Module Sidekick_quip.Proof

type id = int

A reference to a previously defined object in the proof

module Ty : sig ... end

Representation of types

module Fun : sig ... end
module Cstor = Fun
module T : sig ... end

Representation of terms, with explicit sharing

type term = T.t
type ty = Ty.t
module Lit : sig ... end
type clause = Lit.t list
type t =
| Unspecified
| Sorry
| Sorry_c of clause
| Named of string
| Refl of term
| CC_lemma_imply of t list * term * term
| CC_lemma of clause
| Assertion of term
| Assertion_c of clause
| Hres of t * hres_step list
| Res of term * t * t
| Res1 of t * t
| Paramod1 of t * t
| Rup of clause * t list
| Clause_rw of {
res : clause;
c0 : t;
using : t list;(*

the rewriting equations/atoms

*)
}
| DT_isa_split of ty * term list
| DT_isa_disj of ty * term * term
| DT_cstor_inj of Cstor.t * int * term list * term list
| Bool_true_is_true
| Bool_true_neq_false
| Bool_eq of term * term
| Bool_c of bool_c_name * term list
| Ite_true of term
| Ite_false of term
| LRA of clause
| Composite of {
assumptions : (string * Lit.t) list;
steps : composite_step array;
}
and bool_c_name = string
and composite_step =
| S_step_c of {
name : string;
res : clause;
proof : t;
}		(*

A named step in Composite, with the expected result.
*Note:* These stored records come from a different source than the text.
PR #2032, opened 2025-07-21
Update Stake to U256

bamrith:
This PR converts Stake type from u64 to U256 to match with execution. Added a custom serializer and deserializer for U256

Updated existing tests. Added tests for the custom serializer and deserializer. Added test to confirm equivalent leader schedule until fork.

### DIFF
--- a/monad-blocksync/src/blocksync.rs
+++ b/monad-blocksync/src/blocksync.rs
@@ -29,13 +29,14 @@ use monad_crypto::certificate_signature::{
     CertificateSignaturePubKey, CertificateSignatureRecoverable, PubKey,
 };
 use monad_state_backend::StateBackend;
-use monad_types::{Epoch, ExecutionProtocol, NodeId, SeqNum};
+use monad_types::{Epoch, ExecutionProtocol, NodeId, SeqNum, Stake};
 use monad_validator::{
     epoch_manager::EpochManager,
     validator_set::{ValidatorSetType, ValidatorSetTypeFactory},
     validators_epoch_mapping::ValidatorsEpochMapping,
+    weighted_round_robin::{generate_random_validator_with_randomizer, randomize_256_with_rng},
 };
-use rand::{seq::SliceRandom, SeedableRng};
+use rand::{seq::SliceRandom, Rng, SeedableRng};
 use rand_chacha::ChaCha8Rng;
 use tracing::{debug, warn};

This decouples the checking of the sub-proof, from its use in the rest of the proof, as we can use res even if checking proof failed.

*)
| S_step_anon of {
name : string;
proof : t;
}		(*

A named intermediate proof, to be reused in subsequent proofs. Unlike S_step_c we do not specify the expected result so if this fails, any proof downstream will also fail.

*)
| S_define_t of term * term
| S_define_t_name of string * term
and hres_step =
| R of {
pivot : term;
p : t;
}
| R1 of t
| P of {
lhs : term;
rhs : term;
p : t;
}
| P1 of t
val r : t -> pivot:term -> hres_step
val r1 : t -> hres_step
val p : t -> lhs:term -> rhs:term -> hres_step
val p1 : t -> hres_step
val stepc : name:string -> clause -> t -> composite_step
val step_anon : name:string -> t -> composite_step
val deft : term -> term -> composite_step
val deft_name : string -> term -> composite_step
val is_trivial_refl : t -> bool
val default : t
val sorry_c : Lit.t Iter.t -> t
val sorry_c_l : clause -> t
val sorry : t
val refl : term -> t
val ref_by_name : string -> t
val cc_lemma : clause -> t
val cc_imply_l : t list -> term -> term -> t
val cc_imply2 : t -> t -> term -> term -> t
val assertion : term -> t
val assertion_c : Lit.t Iter.t -> t
val assertion_c_l : clause -> t
val rup : clause -> t list -> t
val clause_rw : t -> res:clause -> using:t list -> t
val composite_a : ?assms:(string * Lit.t) list -> composite_step array -> t
val composite_l : ?assms:(string * Lit.t) list -> composite_step list -> t
val composite_iter : ?assms:(string * Lit.t) list -> composite_step Iter.t -> t
val isa_split : ty -> term Iter.t -> t
val isa_disj : ty -> term -> term -> t
val cstor_inj : Cstor.t -> int -> term list -> term list -> t
val ite_true : term -> t
val ite_false : term -> t
val true_is_true : t
val true_neq_false : t
val bool_eq : term -> term -> t
val bool_c : bool_c_name -> term list -> t
val hres_l : t -> hres_step list -> t
val hres_iter : t -> hres_step Iter.t -> t
val res : pivot:term -> t -> t -> t
val res1 : t -> t -> t
val paramod1 : t -> t -> t
val lra_l : clause -> t
val lra : Lit.t Iter.t -> t